● **Exercise objective**:
Quote all of the entries word for word.

Saved entries:
+++++
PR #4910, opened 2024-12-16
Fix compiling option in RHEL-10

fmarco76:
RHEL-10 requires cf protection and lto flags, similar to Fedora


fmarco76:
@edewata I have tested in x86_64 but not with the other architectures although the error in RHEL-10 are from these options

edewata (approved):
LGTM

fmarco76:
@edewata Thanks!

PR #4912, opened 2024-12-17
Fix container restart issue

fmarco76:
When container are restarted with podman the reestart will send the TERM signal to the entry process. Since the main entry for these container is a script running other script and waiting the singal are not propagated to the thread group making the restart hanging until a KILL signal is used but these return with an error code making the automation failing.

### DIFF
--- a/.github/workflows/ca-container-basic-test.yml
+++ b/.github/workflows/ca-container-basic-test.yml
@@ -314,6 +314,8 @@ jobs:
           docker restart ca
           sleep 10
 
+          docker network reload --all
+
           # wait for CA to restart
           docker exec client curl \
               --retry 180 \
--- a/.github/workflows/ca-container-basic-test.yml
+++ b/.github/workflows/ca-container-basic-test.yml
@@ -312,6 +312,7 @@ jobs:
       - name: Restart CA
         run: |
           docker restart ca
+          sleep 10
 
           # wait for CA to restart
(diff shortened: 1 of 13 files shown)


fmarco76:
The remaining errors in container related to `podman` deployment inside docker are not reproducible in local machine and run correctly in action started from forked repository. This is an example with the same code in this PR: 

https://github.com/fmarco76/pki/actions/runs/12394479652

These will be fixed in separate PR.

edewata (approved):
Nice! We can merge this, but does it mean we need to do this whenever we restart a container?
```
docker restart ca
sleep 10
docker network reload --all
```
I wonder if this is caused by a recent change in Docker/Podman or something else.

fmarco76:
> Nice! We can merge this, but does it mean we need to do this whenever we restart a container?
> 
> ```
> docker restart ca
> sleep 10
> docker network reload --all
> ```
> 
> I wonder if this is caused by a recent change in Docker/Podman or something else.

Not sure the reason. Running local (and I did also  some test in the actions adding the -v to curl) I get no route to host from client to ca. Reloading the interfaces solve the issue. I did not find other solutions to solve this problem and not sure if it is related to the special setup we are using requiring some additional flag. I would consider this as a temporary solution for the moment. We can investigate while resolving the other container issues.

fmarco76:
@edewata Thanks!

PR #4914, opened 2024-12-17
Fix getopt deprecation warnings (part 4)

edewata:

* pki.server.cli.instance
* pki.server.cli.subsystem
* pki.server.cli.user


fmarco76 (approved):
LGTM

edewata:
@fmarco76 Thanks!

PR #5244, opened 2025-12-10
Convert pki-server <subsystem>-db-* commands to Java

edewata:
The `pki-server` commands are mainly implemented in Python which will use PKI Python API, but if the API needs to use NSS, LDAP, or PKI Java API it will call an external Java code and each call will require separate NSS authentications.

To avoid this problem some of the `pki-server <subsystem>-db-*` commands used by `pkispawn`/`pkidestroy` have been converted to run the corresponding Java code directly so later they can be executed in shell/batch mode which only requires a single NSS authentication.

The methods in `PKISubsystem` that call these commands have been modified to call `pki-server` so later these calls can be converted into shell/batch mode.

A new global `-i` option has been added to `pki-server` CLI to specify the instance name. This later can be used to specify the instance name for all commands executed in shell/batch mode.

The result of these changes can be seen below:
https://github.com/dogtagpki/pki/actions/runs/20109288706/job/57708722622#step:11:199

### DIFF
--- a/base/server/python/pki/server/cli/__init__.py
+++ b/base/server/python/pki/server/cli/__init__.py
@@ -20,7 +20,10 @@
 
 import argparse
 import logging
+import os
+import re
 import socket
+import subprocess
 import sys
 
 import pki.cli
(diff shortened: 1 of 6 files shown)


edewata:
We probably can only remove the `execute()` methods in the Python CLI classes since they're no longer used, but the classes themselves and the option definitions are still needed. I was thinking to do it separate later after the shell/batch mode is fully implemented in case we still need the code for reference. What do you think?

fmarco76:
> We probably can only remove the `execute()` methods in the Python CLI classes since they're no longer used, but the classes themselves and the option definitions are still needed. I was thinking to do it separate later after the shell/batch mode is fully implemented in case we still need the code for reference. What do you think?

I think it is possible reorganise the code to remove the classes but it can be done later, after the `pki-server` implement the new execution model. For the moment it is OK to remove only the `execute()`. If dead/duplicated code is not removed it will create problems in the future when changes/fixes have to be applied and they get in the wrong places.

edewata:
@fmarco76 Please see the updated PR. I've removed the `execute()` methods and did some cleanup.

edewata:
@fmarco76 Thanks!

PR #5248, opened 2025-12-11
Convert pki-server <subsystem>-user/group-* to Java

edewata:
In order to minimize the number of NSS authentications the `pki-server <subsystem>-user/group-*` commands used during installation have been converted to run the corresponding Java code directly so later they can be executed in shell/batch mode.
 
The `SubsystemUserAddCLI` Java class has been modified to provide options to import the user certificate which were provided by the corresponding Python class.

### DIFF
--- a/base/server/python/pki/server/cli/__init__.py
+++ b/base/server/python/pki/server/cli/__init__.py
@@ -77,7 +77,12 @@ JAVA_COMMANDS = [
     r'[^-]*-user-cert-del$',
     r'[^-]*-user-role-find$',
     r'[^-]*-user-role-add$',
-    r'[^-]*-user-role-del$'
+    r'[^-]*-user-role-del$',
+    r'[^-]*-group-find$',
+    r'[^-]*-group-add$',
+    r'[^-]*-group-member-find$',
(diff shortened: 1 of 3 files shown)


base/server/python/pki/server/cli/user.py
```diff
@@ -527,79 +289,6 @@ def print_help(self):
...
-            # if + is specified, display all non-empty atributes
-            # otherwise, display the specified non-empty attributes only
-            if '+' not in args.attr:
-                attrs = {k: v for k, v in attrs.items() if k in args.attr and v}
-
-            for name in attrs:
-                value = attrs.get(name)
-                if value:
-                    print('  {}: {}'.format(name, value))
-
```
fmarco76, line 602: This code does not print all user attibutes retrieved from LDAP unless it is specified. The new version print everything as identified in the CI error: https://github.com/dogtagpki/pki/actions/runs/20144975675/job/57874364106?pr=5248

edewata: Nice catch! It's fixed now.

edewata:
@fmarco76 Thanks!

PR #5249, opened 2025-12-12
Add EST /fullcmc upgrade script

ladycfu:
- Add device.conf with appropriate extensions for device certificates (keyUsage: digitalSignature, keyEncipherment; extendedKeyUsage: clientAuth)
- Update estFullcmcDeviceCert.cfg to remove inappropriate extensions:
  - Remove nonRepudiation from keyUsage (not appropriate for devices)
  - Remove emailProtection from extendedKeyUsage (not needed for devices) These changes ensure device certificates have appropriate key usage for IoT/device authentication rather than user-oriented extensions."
+++++
● **Solution to this task**:
PR #4910, opened 2024-12-16
Fix compiling option in RHEL-10

fmarco76:
RHEL-10 requires cf protection and lto flags, similar to Fedora


fmarco76:
@edewata I have tested in x86_64 but not with the other architectures although the error in RHEL-10 are from these options

edewata (approved):
LGTM

fmarco76:
@edewata Thanks!

PR #4912, opened 2024-12-17
Fix container restart issue

fmarco76:
When container are restarted with podman the reestart will send the TERM signal to the entry process. Since the main entry for these container is a script running other script and waiting the singal are not propagated to the thread group making the restart hanging until a KILL signal is used but these return with an error code making the automation failing.

### DIFF
--- a/.github/workflows/ca-container-basic-test.yml
+++ b/.github/workflows/ca-container-basic-test.yml
@@ -314,6 +314,8 @@ jobs:
           docker restart ca
           sleep 10
 
+          docker network reload --all
+
           # wait for CA to restart
           docker exec client curl \
               --retry 180 \
--- a/.github/workflows/ca-container-basic-test.yml
+++ b/.github/workflows/ca-container-basic-test.yml
@@ -312,6 +312,7 @@ jobs:
       - name: Restart CA
         run: |
           docker restart ca
+          sleep 10
 
           # wait for CA to restart
(diff shortened: 1 of 13 files shown)


fmarco76:
The remaining errors in container related to `podman` deployment inside docker are not reproducible in local machine and run correctly in action started from forked repository. This is an example with the same code in this PR: 

https://github.com/fmarco76/pki/actions/runs/12394479652

These will be fixed in separate PR.

edewata (approved):
Nice! We can merge this, but does it mean we need to do this whenever we restart a container?
```
docker restart ca
sleep 10
docker network reload --all
```
I wonder if this is caused by a recent change in Docker/Podman or something else.

fmarco76:
> Nice! We can merge this, but does it mean we need to do this whenever we restart a container?
> 
> ```
> docker restart ca
> sleep 10
> docker network reload --all
> ```
> 
> I wonder if this is caused by a recent change in Docker/Podman or something else.

Not sure the reason. Running local (and I did also  some test in the actions adding the -v to curl) I get no route to host from client to ca. Reloading the interfaces solve the issue. I did not find other solutions to solve this problem and not sure if it is related to the special setup we are using requiring some additional flag. I would consider this as a temporary solution for the moment. We can investigate while resolving the other container issues.

fmarco76:
@edewata Thanks!

PR #4914, opened 2024-12-17
Fix getopt deprecation warnings (part 4)

edewata:

* pki.server.cli.instance
* pki.server.cli.subsystem
* pki.server.cli.user


fmarco76 (approved):
LGTM

edewata:
@fmarco76 Thanks!

PR #5244, opened 2025-12-10
Convert pki-server <subsystem>-db-* commands to Java

edewata:
The `pki-server` commands are mainly implemented in Python which will use PKI Python API, but if the API needs to use NSS, LDAP, or PKI Java API it will call an external Java code and each call will require separate NSS authentications.

To avoid this problem some of the `pki-server <subsystem>-db-*` commands used by `pkispawn`/`pkidestroy` have been converted to run the corresponding Java code directly so later they can be executed in shell/batch mode which only requires a single NSS authentication.

The methods in `PKISubsystem` that call these commands have been modified to call `pki-server` so later these calls can be converted into shell/batch mode.

A new global `-i` option has been added to `pki-server` CLI to specify the instance name. This later can be used to specify the instance name for all commands executed in shell/batch mode.

The result of these changes can be seen below:
https://github.com/dogtagpki/pki/actions/runs/20109288706/job/57708722622#step:11:199

### DIFF
--- a/base/server/python/pki/server/cli/__init__.py
+++ b/base/server/python/pki/server/cli/__init__.py
@@ -20,7 +20,10 @@
 
 import argparse
 import logging
+import os
+import re
 import socket
+import subprocess
 import sys
 
 import pki.cli
(diff shortened: 1 of 6 files shown)


edewata:
We probably can only remove the `execute()` methods in the Python CLI classes since they're no longer used, but the classes themselves and the option definitions are still needed. I was thinking to do it separate later after the shell/batch mode is fully implemented in case we still need the code for reference. What do you think?

fmarco76:
> We probably can only remove the `execute()` methods in the Python CLI classes since they're no longer used, but the classes themselves and the option definitions are still needed. I was thinking to do it separate later after the shell/batch mode is fully implemented in case we still need the code for reference. What do you think?

I think it is possible reorganise the code to remove the classes but it can be done later, after the `pki-server` implement the new execution model. For the moment it is OK to remove only the `execute()`. If dead/duplicated code is not removed it will create problems in the future when changes/fixes have to be applied and they get in the wrong places.

edewata:
@fmarco76 Please see the updated PR. I've removed the `execute()` methods and did some cleanup.

edewata:
@fmarco76 Thanks!

PR #5248, opened 2025-12-11
Convert pki-server <subsystem>-user/group-* to Java

edewata:
In order to minimize the number of NSS authentications the `pki-server <subsystem>-user/group-*` commands used during installation have been converted to run the corresponding Java code directly so later they can be executed in shell/batch mode.
 
The `SubsystemUserAddCLI` Java class has been modified to provide options to import the user certificate which were provided by the corresponding Python class.

### DIFF
--- a/base/server/python/pki/server/cli/__init__.py
+++ b/base/server/python/pki/server/cli/__init__.py
@@ -77,7 +77,12 @@ JAVA_COMMANDS = [
     r'[^-]*-user-cert-del$',
     r'[^-]*-user-role-find$',
     r'[^-]*-user-role-add$',
-    r'[^-]*-user-role-del$'
+    r'[^-]*-user-role-del$',
+    r'[^-]*-group-find$',
+    r'[^-]*-group-add$',
+    r'[^-]*-group-member-find$',
(diff shortened: 1 of 3 files shown)


base/server/python/pki/server/cli/user.py
```diff
@@ -527,79 +289,6 @@ def print_help(self):
...
-            # if + is specified, display all non-empty atributes
-            # otherwise, display the specified non-empty attributes only
-            if '+' not in args.attr:
-                attrs = {k: v for k, v in attrs.items() if k in args.attr and v}
-
-            for name in attrs:
-                value = attrs.get(name)
-                if value:
-                    print('  {}: {}'.format(name, value))
-
```
fmarco76, line 602: This code does not print all user attibutes retrieved from LDAP unless it is specified. The new version print everything as identified in the CI error: https://github.com/dogtagpki/pki/actions/runs/20144975675/job/57874364106?pr=5248

edewata: Nice catch! It's fixed now.

edewata:
@fmarco76 Thanks!

PR #5249, opened 2025-12-12
Add EST /fullcmc upgrade script

ladycfu:
- Add device.conf with appropriate extensions for device certificates (keyUsage: digitalSignature, keyEncipherment; extendedKeyUsage: clientAuth)
- Update estFullcmcDeviceCert.cfg to remove inappropriate extensions:
  - Remove nonRepudiation from keyUsage (not appropriate for devices)
  - Remove emailProtection from extendedKeyUsage (not needed for devices) These changes ensure device certificates have appropriate key usage for IoT/device authentication rather than user-oriented extensions."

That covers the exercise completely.